1958 Imperial: What It's Like to Drive an Auto-Pilot Car - userbinator
http://www.imperialclub.com/Articles/58AutoPilot/index.htm
======
niftich
A fascinating account of a feature we'd now recognize as 'cruise control'.
Despite the technical details being different than modern systems, many of its
behaviors are familiar -- like the surreal rollercoaster-tow hillclimbing --
while some have been rectified in more modern systems, like better engine
braking to regain the target speed.

I believe the UX of vanilla cruise control is a good fit for what it does:
it's a fire-and-forget, opt-in mode that's disengaged with a tap of the brake
or its own button. It's simple to reason about: do I want the car to gun it at
a constant 70 mph, or no? You can run a quick mental judgement call and decide
whether to engage it or leave it off.

This is completely unlike any other 'assist' feature that came later: ABS,
automatic emergency braking, and especially adaptive cruise control. And, in
my opinion [1] this vast difference between adaptive and classic cruise
control is a safety risk -- features that override driver behavior in case of
a condition the car identifies need to have no false negatives, need to be on
by default and opt-out instead of opt-in, and need to not be disengaged by
trivial inputs like lightly tapping the brakes.

In Tesla's particular case, the opt-in UX was even worse, because its
automatic emergency braking wouldn't engage if autopilot was off [3] -- a
decision contrary to sane user expectation, and completely unlike cars of
other premium automakers. And the fact that their emergency braking still
can't detect all stationary hazards in a travel lane is tragic.

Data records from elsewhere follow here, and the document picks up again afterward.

PR #10008, opened 2022-02-15
mtest: raise informative error message when test program doesn't exist

### LINKED ISSUE #10006: Unhandled Python exception on meson test --no-rebuild when test executable not built

eli-schwartz:
If --no-rebuild is used, the test program might not exist, spawning a FileNotFoundError inside a long traceback rooted in subprocess.Popen trying to run that test program. Current versions of Meson even say it's an "unhandled python exception".

But we can do one better and actually tell the user what is wrong, why, and what to do to fix it. And we can do so before getting waist deep in partially running tests.

Fixes #10006
Closes #10007

### DIFF
--- a/mesonbuild/mtest.py
+++ b/mesonbuild/mtest.py
@@ -1347,9 +1347,12 @@ class SingleTestRunner:
             self.console_mode = ConsoleUser.LOGGER
 
     def _get_test_cmd(self) -> T.Optional[T.List[str]]:
-        if self.test.fname[0].endswith('.jar'):
+        testentry = self.test.fname[0]
+        if self.options.no_rebuild and not os.path.isfile(testentry):
+            raise TestException(f'The test program {testentry!r} does not exist. Cannot run tests before building them.')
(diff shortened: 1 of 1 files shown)


eli-schwartz:
Can't be backported, see linked ticket -- solution to the linked ticket changes the mtest format which means it isn't a candidate for a point release.

eli-schwartz:
I think we accidentally forgot to remove this commit from the backport branch. :(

I'm not convinced that classic cruise control is a good case study (or
anecdote) to compare emerging driver assist, autodriving, and safety features
with. It simply has the exact opposite semantics than every other feature that
we have since put in our cars.

[1]
[https://news.ycombinator.com/item?id=16772748#16774258](https://news.ycombinator.com/item?id=16772748#16774258)
[2]
[https://news.ycombinator.com/item?id=12097671#12097911](https://news.ycombinator.com/item?id=12097671#12097911)
[3]
[https://news.ycombinator.com/item?id=12011584](https://news.ycombinator.com/item?id=12011584)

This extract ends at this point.